I think it depends on the framing of the question, especially how you define compute.
- No, compute is not the limiting factor. The limiting factor is poorly optimized software (there's a joke: "10 years of hardware advancements have been entirely undone by 10 years of software advancements")
- No, compute is not the limiting factor. The limiting factor is that the electron is too big and the speed of light is too slow.

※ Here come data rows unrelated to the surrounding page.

PR #5954, opened 2019-08-15
lib/model: Optimise locking around conn-close and puller states

imsodin:
There is no deadlock here, but if a write operation takes really long, that can block `model.pmut` (see https://forum.syncthing.net/t/new-panic-v1-2-2-rc2/13647/2). This PR breaks this "lock-linking" in two places:

1. Separate locks for `sharedPullerState` and the contained file-descriptor. Thus really long writes do not block simple, but often used methods like `.Updated` or `Progress`.

2. Release `pmut` before calling `progressemitter.temporaryIndexUnsubscribe`.

### DIFF
--- a/lib/model/model.go
+++ b/lib/model/model.go
@@ -1417,12 +1417,11 @@ func (m *model) Closed(conn protocol.Connection, err error) {
 	device := conn.ID()
 
 	m.pmut.Lock()
-	defer m.pmut.Unlock()
 	conn, ok := m.conn[device]
 	if !ok {
+		m.pmut.Unlock()
 		return
 	}
-	m.progressEmitter.temporaryIndexUnsubscribe(conn)
 	delete(m.conn, device)
 	delete(m.connRequestLimiters, device)
 	delete(m.helloMessages, device)
@@ -1430,6 +1429,9 @@ func (m *model) Closed(conn protocol.Connection, err error) {
 	delete(m.remotePausedFolders, device)
 	closed := m.closed[device]
 	delete(m.closed, device)
+	m.pmut.Unlock()
+
+	m.progressEmitter.temporaryIndexUnsubscribe(conn)
 
 	l.Infof("Connection to %s at %s closed: %v", device, conn.Name(), err)
 	events.Default.Log(events.DeviceDisconnected, map[string]string{
--- a/lib/model/sharedpullerstate.go
+++ b/lib/model/sharedpullerstate.go
@@ -64,7 +64,6 @@ type pullerProgress struct {
 
 // lockedWriterAt adds a lock to protect from closing the fd at the same time as writing.
 // WriteAt() is goroutine safe by itself, but not against for example Close().
-// I.e. one must acquire the (write) lock before closing fd.
 type lockedWriterAt struct {
 	mut sync.RWMutex
 	fd  fs.File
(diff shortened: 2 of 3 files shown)


lib/model/model.go
```diff
@@ -1417,19 +1417,21 @@ func (m *model) Closed(conn protocol.Connection, err error) {
...
 	delete(m.conn, device)
 	delete(m.connRequestLimiters, device)
 	delete(m.helloMessages, device)
 	delete(m.deviceDownloads, device)
 	delete(m.remotePausedFolders, device)
 	closed := m.closed[device]
 	delete(m.closed, device)
+	m.pmut.Unlock()
+
+	m.progressEmitter.temporaryIndexUnsubscribe(conn)
```
AudriusButkevicius: Doesn't this reach into the model to do its thing?

imsodin: No.

lib/model/sharedpullerstate.go
```diff
@@ -62,17 +62,17 @@ type pullerProgress struct {
...
+	mut sync.Mutex
+	fd  fs.File
 }
 
 func (w lockedWriterAt) WriteAt(p []byte, off int64) (n int, err error) {
-	(*w.mut).Lock()
-	defer (*w.mut).Unlock()
-	return w.wr.WriteAt(p, off)
+	w.mut.Lock()
+	defer w.mut.Unlock()
```
AudriusButkevicius: This is a value receiver, this locking does fuck all

lib/model/sharedpullerstate.go
```diff
@@ -265,18 +265,20 @@ func (s *sharedPullerState) finalClose() (bool, error) {
...
 
-		if err := s.fd.Close(); err != nil && s.err == nil {
+		if err := s.writer.fd.Close(); err != nil && s.err == nil {
 			// This is our error as we weren't errored before.
 			s.err = err
 		}
-		s.fd = nil
+		s.writer.mut.Unlock()
+		s.writer = nil
 	}
```
AudriusButkevicius: Why are we changing shit here? The only reason locking exists on the write is to prevent interleaved writes, otherwise no locking is needed?

AudriusButkevicius:
The close happens in the finisher, once it's in the finisher, no writes should happen?

calmh:
That's my feeling as well so I'm not sure what we're protecting against (some sort of situation when we fail a pull?). But we should either do it correctly or not at all. 

90de5659ea8ad3241315a171c6bd2b05c40019ff

imsodin:
I think I know what it protects against: The finisher gets invoked for every pulled block and goes through if either there is nothing to do left, or an error occurred. However an error having occurred in one block-pulling does not guarantee that no other block-pulling is still going on. Does that make sense?

calmh:
It does as described, I was too lazy to see if this is what actually happens in the code :)

calmh:
For that matter it could be an RWMutex with the WriteAt being the "R" part since those can be concurrent with each other, just not with Close.

lib/model/sharedpullerstate.go
```diff
@@ -266,6 +267,8 @@ func (s *sharedPullerState) finalClose() (bool, error) {
...
 
 	if s.writer != nil {
+		// The lock must be acquired before closing the fd.
+		s.writer.mut.Lock()
```
calmh: `lockedWriterAt.SyncClose() error` ?

imsodin:
So I went back to acquiring the lock when closing, keeping a separate lock for writing/fd, as it's completely unrelated to protecting the other stats in the puller state and could still lead to locking if writing takes ages (which isn't our fault, but still can become our problem). And I changed the lock to RW as suggested for concurrent writing (which probably doesn't change anything as IO is still synchronous?).

lib/model/sharedpullerstate.go
```diff
@@ -62,17 +62,28 @@ type pullerProgress struct {
...
+	fd  fs.File
 }
 
-func (w lockedWriterAt) WriteAt(p []byte, off int64) (n int, err error) {
-	(*w.mut).Lock()
-	defer (*w.mut).Unlock()
-	return w.wr.WriteAt(p, off)
+func (w *lockedWriterAt) WriteAt(p []byte, off int64) (n int, err error) {
+	w.mut.RLock()
+	defer w.mut.RUnlock()
```
AudriusButkevicius: defo deserves a comment

imsodin: Are these helpful?

PR #5958, opened 2019-08-15
Playground: GitHub CI

calmh:
This is just to see if GitHub picks this up in a branch and does something interesting with it or not

### DIFF
--- a/.github/workflows/go.yml
+++ b/.github/workflows/go.yml
@@ -1,0 +1,20 @@
+name: Go
+on: [push]
+jobs:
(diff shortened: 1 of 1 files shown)


AudriusButkevicius:
Surprisingly this seems to have worked ok?

calmh:
It did, yes. I haven't thought through the implications but being able to do tests & CI on windows & mac:s managed by others isn't unattractive. The downside is that the windows side runs Go 1.12.4 at the moment...

PR #5960, opened 2019-08-16
cmd/stupgrades: Generate appropriate upgrade data (fixes #5924)

### LINKED ISSUE #5924: Upgrade server JSON generator
Currently the JSON served from upgrade.syncthing.net is simply the GitHub API response cached locally. This has disadvantages: it includes a shit-ton of attributes and is very large, hence we limit it to the last five releases. The last five releases are currently all RC:s, so old stable versions currently can't upgrade to anything newer stable.

We should have a tool that grabs the API data from GitHub, filters it through our structs (to remove attributes we don't understand and hence don't need to retain) and perhaps whittles it down to the last RC and the last stable. This should be a smaller response that is valid in more cases.

The end result is a JSON file that we can serve to clients (with gzip compression).

calmh:
This is a tiny tool to grab the GitHub releases info and generate a
more concise version of it. The conciseness comes from two aspects:

- We select only the latest stable and pre. There is no need to offer
  upgrades to versions that are older than the latest. (There might be, in
  the future, when we hit 2.0. We can revisit this at that time.)

- We use our structs to deserialize and reserialize the data. This means
  we remove all attributes that we don't understand and hence don't
  require.

All in all the new response is about 10% the size of the previous one and
avoids the issue where we only serve a bunch of release candidates and
no stable.

### DIFF
--- a/cmd/stupgrades/main.go
+++ b/cmd/stupgrades/main.go
@@ -30,7 +30,9 @@ func main() {
 	sort.Sort(upgrade.SortByRelease(rels))
 	rels = filterForLatest(rels)
 
-	json.NewEncoder(os.Stdout).Encode(rels)
+	if err := json.NewEncoder(os.Stdout).Encode(rels); err != nil {
+		os.Exit(1)
+	}
 }
 
 // filterForLatest returns the latest stable and prerelease only. If the
--- a/cmd/stupgrades/main.go
+++ b/cmd/stupgrades/main.go
@@ -1,0 +1,53 @@
+// Copyright (C) 2019 The Syncthing Authors.
+//
+// This Source Code Form is subject to the terms of the Mozilla Public
+// License, v. 2.0. If a copy of the MPL was not distributed with this file,
+// You can obtain one at https://mozilla.org/MPL/2.0/.
+
+package main
+
+import (
+	"encoding/json"
+	"flag"
+	"os"
+	"sort"
+
+	"github.com/syncthing/syncthing/lib/upgrade"
+)
+
+const defaultURL = "https://api.github.com/repos/syncthing/syncthing/releases?per_page=25"
+
+func main() {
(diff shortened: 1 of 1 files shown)


cmd/stupgrades/main.go
```diff
@@ -0,0 +1,53 @@
...
+	rels := upgrade.FetchLatestReleases(*url, "")
+	if rels == nil {
+		// An error was already logged
+		os.Exit(1)
+	}
+
+	sort.Sort(upgrade.SortByRelease(rels))
+	rels = filterForLatest(rels)
+
+	json.NewEncoder(os.Stdout).Encode(rels)
```
golangcibot: Error return value of `(*encoding/json.Encoder).Encode` is not checked (from `errcheck`)

AudriusButkevicius:
How exactly will this be used? Web server will invoke binary for outout?

cmd/stupgrades/main.go
```diff
@@ -0,0 +1,55 @@
...
```
golangcibot: Error return value of `(*encoding/json.Encoder).Encode` is not checked (from `errcheck`)

calmh:
This thing runs quarterly in cron on the server:

```diff
diff --git a/roles/www/files/fetch-releases.sh b/roles/www/files/fetch-releases.sh
index f9c8eb4..43b6b24 100755
--- a/roles/www/files/fetch-releases.sh
+++ b/roles/www/files/fetch-releases.sh
@@ -4,7 +4,7 @@ set -euo pipefail
 pushd /var/www/upgrades.syncthing.net
 rm -f meta.json.new

-curl --fail -s -o meta.json.new https://api.github.com/repos/syncthing/syncthing/releases\?per_page=5
+/opt/local/bin/stupgrades > meta.json.new
 mv meta.json.new meta.json

 gzip -c < meta.json > meta.json.gz.new
```

PR #5961, opened 2019-08-16
connection logging: replace "connect to" with "connect with", to better reflect reality

marco-m:
### Purpose

This PR attemps to reduce misleading interpretation of logging messages of the type "connected to X", while the same code path could also refer to a "connection from X".

Following this [forum discussion](https://forum.syncthing.net/t/were-is-a-spurious-node-rjr2g2a-coming-from/13649/6), this PR replaces the **`to`** in log messages of type "connecting to", "connected to", "connection to" with a **`with`**.

NOTE: in certain cases, I might have replaced a correct **`to`** with a misleading **`with`**, so please pay attention to the various occurrences :-)

### Testing

Changes are only in literal strings, no testing performed.

### Documentation

No documentation necessary.

## Authorship

based on the commit metadata.

### DIFF
--- a/lib/connections/service.go
+++ b/lib/connections/service.go
@@ -227,7 +227,7 @@ func (s *service) handle(stop chan struct{}) {
 		// though, especially in the presence of NAT hairpinning, multiple
 		// clients between the same NAT gateway, and global discovery.
 		if remoteID == s.myID {
-			l.Infof("Connected to myself (%s) at %s - should not happen", remoteID, c)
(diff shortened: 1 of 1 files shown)


marco-m:
> Imho many of these do not make sense. “Connected with myself” and “secure connection with”, for example.

Do you mean that I should leave them as-is or that I should remove the log invocation completely ?

marco-m:
Closing due to no activity

PR #5967, opened 2019-08-19
lib/db: Use different defaults for larger databases (fixes #5966)

### LINKED ISSUE #5966: Database performance: improve situation with huge databases
A very large database can today result in almost continuous compaction and resulting very bad performance.

calmh:
This introduces a better set of defaults for large databases. I've
experimentally determined that it results in much better throughput in a
couple of scenarios with large databases, but I can't give any
guarantees the values are always optimal. They're probably no worse than
the defaults though.

Tested in production (the values, not this specific code).

### DIFF
--- a/lib/db/lowlevel.go
+++ b/lib/db/lowlevel.go
@@ -284,12 +284,13 @@ func dbIsLarge(location string) bool {
 	}
 
 	marker := filepath.Join(location, dbLargeMarkerFile)
-	if size > dbLargeThreshold {
-		// Database is large.
+	if !large && size > dbLargeThreshold {
+		// Database is large, there is no marker.
 		_ = ioutil.WriteFile(marker, []byte("Say, that's a large database you have there!\n"), 0644)
 		large = true
-	} else if large && size < dbLargeThreshold {
-		// Database has shrunk
+	} else if large && size < dbLargeThreshold/2 {
+		// Database was large but has shrunk to less than half the
+		// threshold.
 		_ = os.Remove(marker)
 		large = false
 	}
--- a/lib/db/lowlevel.go
+++ b/lib/db/lowlevel.go
@@ -7,7 +7,9 @@
 package db
 
 import (
+	"io/ioutil"
 	"os"
+	"path/filepath"
 	"strconv"
 	"strings"
 	"sync"
@@ -30,7 +32,8 @@ const (
 	// have dbMaxOpenFiles of them we will need to start thrashing fd:s.
 	// Switching to large database settings causes larger files to be used
 	// when compaticting, reducing the number.
-	largeDBThreshold = dbMaxOpenFiles * (2 << MiB)
+	dbLargeThreshold  = dbMaxOpenFiles * (2 << MiB)
+	dbLargeMarkerFile = "LARGE"
 
 	KiB = 10
 	MiB = 20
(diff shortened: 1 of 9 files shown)


calmh:
Changing these parameters doesn't cause a conversion of the existing data, it just causes files created in the next compaction round etc. to be different. But regardless of that one can of course imagine a database that is precisely on the edge between the two stages and cycles "randomly" between them on each restart.

My first attempt at this was actually to grab database statistics (leveldb.DBStats) and store those in a JSON file, but it felt a bit heavy handed to maintain. How about I create a marker file, `LARGE` or something inside the DB, and use that for hysteresis? (I'm 99% sure random files in the DB directory are fine and left alone, but I'll double check.) Worst case the marker file can be `${dbname}.large` (i.e., `index-v0.14.0.db.large`) or something...

imsodin:
I was thinking about en entry in the misc db part, but that creates a hen-egg problem :) Marker file seems reasonable. However maybe it's also too many moving parts for a very unlikely case - feel free to not do anything about it.

AudriusButkevicius:
Whats the problem with miscdb? Surely if it grew big, its ok to roll with the big settings even if post compaction it drops below the threshold as it has a tendency to grow? I think miscdb is perfect for this, if it's not there, make a decision, and stick to it. Surely for small dbs the large settings don't have that much of an impact so perhaps we just default to large by default?

I guess I am more concerned when folders get removed

AudriusButkevicius:
Rereading my comment I seem to disagree with both of my own statements in the same comment... :man_shrugging:

calmh:
The problem with miscdb is that to check the value we need to open the db, but we need to know this prior to opening the db.

I'm not sure flipflopping is a problem, but at the very least it might be odd and certainly something the leveldb dude doesn't test extensively for. Picking one set of parameters and using it for as long as feasible is likely better.

AudriusButkevicius:
Is that your thinking or is that what you were actually told?

I think the most sane approach in this case is flipflopping.

calmh:
Completely my own thinking, no official data. I was to begin with somewhat suspicious that it would even accept a database with a mixture of block sizes, table sizes, etc, but that seems to be fine. That said - the marker stuff is literally about three lines of code in `dbIsLarge` -- is it really a big deal?

AudriusButkevicius:
I'd go with a dbprofile file that holds the string that's the profile, in case there is a medium, ir in case we want to support forcing a certain profile. E.g user replacing "small-auto" with "small" to force the small profile, or something like that. Or a json dump of the params (woth an extra mode param declaring whether its auto or not) in the file, so that it's tweakable by the user.

calmh:
I guess at that point we might as well stick it in the config instead?

AudriusButkevicius:
:man_shrugging: idk, maybe? You still need something for auto vs leave it as it is, as I guess we want the experience to be good by default.

calmh:
In that case I'll make it `auto`/`small`/`large` with `auto` (the default) having the risk of flipflopping in rare circumstances and the other two being pinning in either direction.

calmh:
Type and constant duplication is because we currently don't have any dependency edges `db` <-> `config` and I don't think either direction makes sense to have

lib/db/lowlevel.go
```diff
@@ -49,18 +64,52 @@ type Lowlevel struct {
...
+	large := dbIsLarge(location, tuning)
+	opts := optsFor(large)
+	return open(location, opts)
+}
+
+// optsFor returns the database options to use when opening a database. The
+// large bool indicates whether we think the database should use the large
+// mode parameters. Settings can be overridden by debug environment
+// variables.
+func optsFor(large bool) *opt.Options {
```
AudriusButkevicius: Feels like this should take the tuning, and call dbIsLarge in case of auto.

If we're talking about ML, then no, compute is not the limiting factor.
At least if we're define compute as the number of FLOPs we can process and not in terms of algorithm or resultant abilities. Though I'll admit that I'm an outlier in this respect[0]. But I think it is worth recognizing that we now have exaflop machines, that use tens of megawatts of energy, and they pale in comparison to what a 3 lb piece of fat and meat that only uses a handful of watts. In fact, our exascale computers aren't even seemingly sufficient to simulate far smaller and far less intelligent creatures. Certainly scale is a factor (we do see this pattern in apes too), but clearly there is more. And I think it should be obvious that scale isn't all you need, since we're the only ones. If it was that simple, we should see it more often. And if scale is indeed all we need, well we neither do we have an idea of how much scale that actually is nor does it mean that this is the best path forward as that scale may be ludicrously large. But what we do know, is that incredible feats can be done with what would constitute a rounding error to current scales (let alone future). I think we just want to believe this is the path forward because if it is, then there is a clear direction. But if it isn't, then we have to admit that we're still lost. But I think the problem is that we think that there's a problem in being lost. Or that we think that admitting we're lost somehow undermines or rejects the progress that we have made. But research is all about exploring the unknown. If you aren't at least a little lost, well then you're not exploring, you're reading a map. But the irony in this is that "scale is all you need" denies a lot of significant advancements we've made. Many smaller models perform far better that previously, and this is not due to knowledge transfer from larger models. Just look at any leaderboard, they aren't size is not the determining factor.
So I'd argue that if you want to advance AI, you should focus on smaller models. After all, smaller models are far easier to scale than larger models. They're also far easier to analyze and interpret, which is what gives us more information on how to lighten the way forward. But also don't expect a smaller model that is more successful to immediately be better than larger models. I far too often see a mistake even by reviewers/experts, where a method is dismissed because it was developed by some poor grad student with limited compute and did not unilaterally defeat the big models. Of course that doesn't mean the proposed methods are better, but that's orthogonal to what I'm arguing.
[0] Obviously I'm not alone. Yann is a clear believer and it's why he's looking at JEPA models (I don't think this will be enough but I think it is better). And Collet became more well known (at least outside the ML research community) and is a clear dissenter.
On another thread*, I mentioned that the XC2064 FPGA design is the paradigmatic example of an optimized minimal "hardware API", that, if you were interested in making new kinds of logic and memory-- okay you are prob thinking of higher level designs, but I want to throw out a relevant memorable example ASAP
I also wonder - is the compute the main limiting factor today ? Let's imagine there is an unlimited number of NVidia chips available right now and energy is cheap - would using a cluster x100 of current biggest one result in a significant improvement ? My naive intuition is that not really.